Idempotent partition around median of 5?

Sat Feb 6 02:42:20 PST 2016

On Saturday, 6 February 2016 at 07:06:27 UTC, Ivan Kazmenko wrote:
> 1. Primitive types (cheap swap, cheap comparison).
>
> 2. Heavy structs A (expensive swap, cheap comparison - e.g., 
> compare one field of primitive type).
>
> 3. Heavy structs B (expensive swap, expensive comparison - 
> e.g., call a heavy external function).
>
> 4. Heavy classes (cheap swap - pointers only, expensive 
> comparison).
>
> So there's perhaps no single best solution.

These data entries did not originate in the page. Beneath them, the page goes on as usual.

PR #15620, opened 2024-03-09
Store previous transform in FrameState

### LINKED ISSUE #15593: Flickering map when using webview on a NOTHING phone
Hello,

When bumping OL version to V9, I found that, only on the Nothing phone, the map was flickering randomly when panning or zooming.
Most of the time, the map was perfect, but sometimes, it went completely black. This occurred mostly around zoom levels 3,4,5.

This occurred on 2 Nothing phones with different Android versions (V12 & V13) and any webview version.

This did not occurred on any other Android, Ios or Web platforms.

I was able to pinpoint this regression to commit #15344 .

When investigating, I found that the test `has.js#WORKER_OFFSCREEN_CANVAS ` is usually false on all my test systems, and so the `transform.js#toString()` was always using the DOM.

After this commit, this test is not performed anymore, and the new transform calculus makes this specific phone flickering for an unknown reason.

As a quick fix, I re-added the test, and so used the previous DOM transform. This solved the problem.

It looks like there are daemons lurking around there...

Michel

ahocevar:
This pull request stores the previous layer's transform on the `FrameState`, instead of reading the CSS matrix transform from the canvas. This allows some code simplifications, and instead of comparing CSS matrix transform strings, we now compare transform arrays with a tolerance, using the new `equals()` function of the `ol/transform` module.

Fixes #15593

### DIFF
--- a/src/ol/transform.js
+++ b/src/ol/transform.js
@@ -46,6 +46,26 @@ export function reset(transform) {
 }
 
 /**
+ * @param {!Transform} transform1 Transform 1.
+ * @param {!Transform} transform2 Transform 2.
+ * @return {boolean} Transform 1 and 2 are pixel equal.
+ */
+export function equals(transform1, transform2) {
+  if (transform1 === transform2) {
+    return true;
+  }
+  const tolerance = 1e-6;
+  return (
+    Math.abs(transform1[0] - transform2[0]) < tolerance &&
+    Math.abs(transform1[1] - transform2[1]) < tolerance &&
+    Math.abs(transform1[2] - transform2[2]) < tolerance &&
+    Math.abs(transform1[3] - transform2[3]) < tolerance &&
+    Math.abs(transform1[4] - transform2[4]) < tolerance &&
+    Math.abs(transform1[5] - transform2[5]) < tolerance
+  );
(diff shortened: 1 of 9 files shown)


src/ol/transform.js
```diff
@@ -45,6 +45,26 @@ export function reset(transform) {
...
+ * @param {!Transform} transform1 Transform 1.
+ * @param {!Transform} transform2 Transform 2.
+ * @return {boolean} Transform 1 and 2 are pixel equal.
+ */
+export function equals(transform1, transform2) {
+  if (transform1 === transform2) {
+    return true;
+  }
+  const tolerance = 1e-6;
+  return (
```
mike-000, line 58: This is efficient but ideally it should compare the differences relative to the values instead of using a fixed tolerance for each element.  Since browsers will round when applying transforms (e.g. Firefox uses Float32) should we not attempt something similar, e.g. `equalsArray(transform1.map(Math.fround), transform2.map(Math.fround))`?

ahocevar: Tried with `Math.fround`, but that breaks existing tests.

tschaub (approved):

That's right, but other factors are more important: preventing 
pipeline stalls. If you are collecting from 5 different 
cachelines in an array you are likely to get several 40-120 
cycles delays unless you do prefetching, and if you do, you need 
to have other instructions to fill in the latency gaps.

But also instructions have latency and concurrency issues. Which 
is why your version did reasonably well as it made the 
compares/swaps independent so that they could be concurrently 
scheduled.

Yet, Haswell has SIMD instructions that can do 8-16x 32-bit 
max/min operations per cycle, with a latency of only 1 cycle, and 
4-8x 64bit compares with a latency of 1 cycle.

So if you use as  small fixed N, like 5, it makes very little 
sense to count compares/swaps.

What makes sense is to focus on how you can avoid branching and 
build an algorithm with no pipeline stalls.

If sorting large arrays you also might want to look at 
multi-threaded parallel sort functions.